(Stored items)
---*---

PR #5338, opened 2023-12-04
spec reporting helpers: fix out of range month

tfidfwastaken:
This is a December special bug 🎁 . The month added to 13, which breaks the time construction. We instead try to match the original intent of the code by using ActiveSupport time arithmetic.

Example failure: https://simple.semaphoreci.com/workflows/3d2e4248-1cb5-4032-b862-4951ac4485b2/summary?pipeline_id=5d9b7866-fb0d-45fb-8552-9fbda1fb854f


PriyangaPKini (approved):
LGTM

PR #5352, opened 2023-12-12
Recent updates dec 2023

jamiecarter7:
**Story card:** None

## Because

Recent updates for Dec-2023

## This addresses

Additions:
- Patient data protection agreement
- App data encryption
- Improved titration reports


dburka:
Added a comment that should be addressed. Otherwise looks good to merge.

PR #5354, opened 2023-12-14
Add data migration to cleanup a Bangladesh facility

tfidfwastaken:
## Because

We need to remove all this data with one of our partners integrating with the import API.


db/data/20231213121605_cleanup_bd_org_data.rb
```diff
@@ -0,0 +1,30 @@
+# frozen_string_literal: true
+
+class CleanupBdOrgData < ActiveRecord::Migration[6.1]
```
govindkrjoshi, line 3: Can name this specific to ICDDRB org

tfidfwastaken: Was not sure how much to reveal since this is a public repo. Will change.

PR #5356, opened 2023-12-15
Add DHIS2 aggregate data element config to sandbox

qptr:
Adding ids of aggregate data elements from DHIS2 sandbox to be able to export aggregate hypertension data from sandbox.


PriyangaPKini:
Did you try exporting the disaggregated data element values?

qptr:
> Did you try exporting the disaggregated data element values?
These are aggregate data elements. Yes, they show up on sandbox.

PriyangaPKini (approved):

---*---

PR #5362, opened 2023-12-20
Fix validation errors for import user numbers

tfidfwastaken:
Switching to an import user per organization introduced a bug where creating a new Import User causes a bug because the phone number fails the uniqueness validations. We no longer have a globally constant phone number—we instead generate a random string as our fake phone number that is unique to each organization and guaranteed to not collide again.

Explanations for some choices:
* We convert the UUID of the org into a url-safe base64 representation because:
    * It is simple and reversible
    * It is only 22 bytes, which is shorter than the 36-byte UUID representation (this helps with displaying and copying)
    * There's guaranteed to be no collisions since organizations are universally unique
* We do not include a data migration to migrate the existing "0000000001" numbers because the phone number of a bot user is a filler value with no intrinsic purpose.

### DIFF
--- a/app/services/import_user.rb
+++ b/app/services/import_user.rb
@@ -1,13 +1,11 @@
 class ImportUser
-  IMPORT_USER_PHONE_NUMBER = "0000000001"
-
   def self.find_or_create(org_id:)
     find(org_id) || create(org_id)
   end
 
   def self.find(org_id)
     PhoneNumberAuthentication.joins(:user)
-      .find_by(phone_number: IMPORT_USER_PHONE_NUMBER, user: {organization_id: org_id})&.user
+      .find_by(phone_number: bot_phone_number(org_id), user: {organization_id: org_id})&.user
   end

---*---

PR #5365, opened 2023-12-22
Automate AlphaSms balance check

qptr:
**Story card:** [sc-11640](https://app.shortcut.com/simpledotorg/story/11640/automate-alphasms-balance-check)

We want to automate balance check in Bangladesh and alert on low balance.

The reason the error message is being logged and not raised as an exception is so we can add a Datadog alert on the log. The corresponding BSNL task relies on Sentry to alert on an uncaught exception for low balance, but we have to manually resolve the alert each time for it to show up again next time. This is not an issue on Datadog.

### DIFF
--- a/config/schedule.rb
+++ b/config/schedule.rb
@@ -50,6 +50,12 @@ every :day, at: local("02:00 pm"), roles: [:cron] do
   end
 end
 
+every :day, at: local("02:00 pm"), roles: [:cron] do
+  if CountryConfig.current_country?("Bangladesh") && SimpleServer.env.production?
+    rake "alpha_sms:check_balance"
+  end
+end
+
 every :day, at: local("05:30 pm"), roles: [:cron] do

---*---

(EXERCISE GOAL)
In the entries above, find the line holding "PR #5338, opened 2023-12-04" and the line holding "This is a December", then retype exactly those two lines and every line between them, and nothing else.

(EXERCISE OUTPUT)
PR #5338, opened 2023-12-04
spec reporting helpers: fix out of range month

tfidfwastaken:
This is a December special bug 🎁 . The month added to 13, which breaks the time construction. We instead try to match the original intent of the code by using ActiveSupport time arithmetic.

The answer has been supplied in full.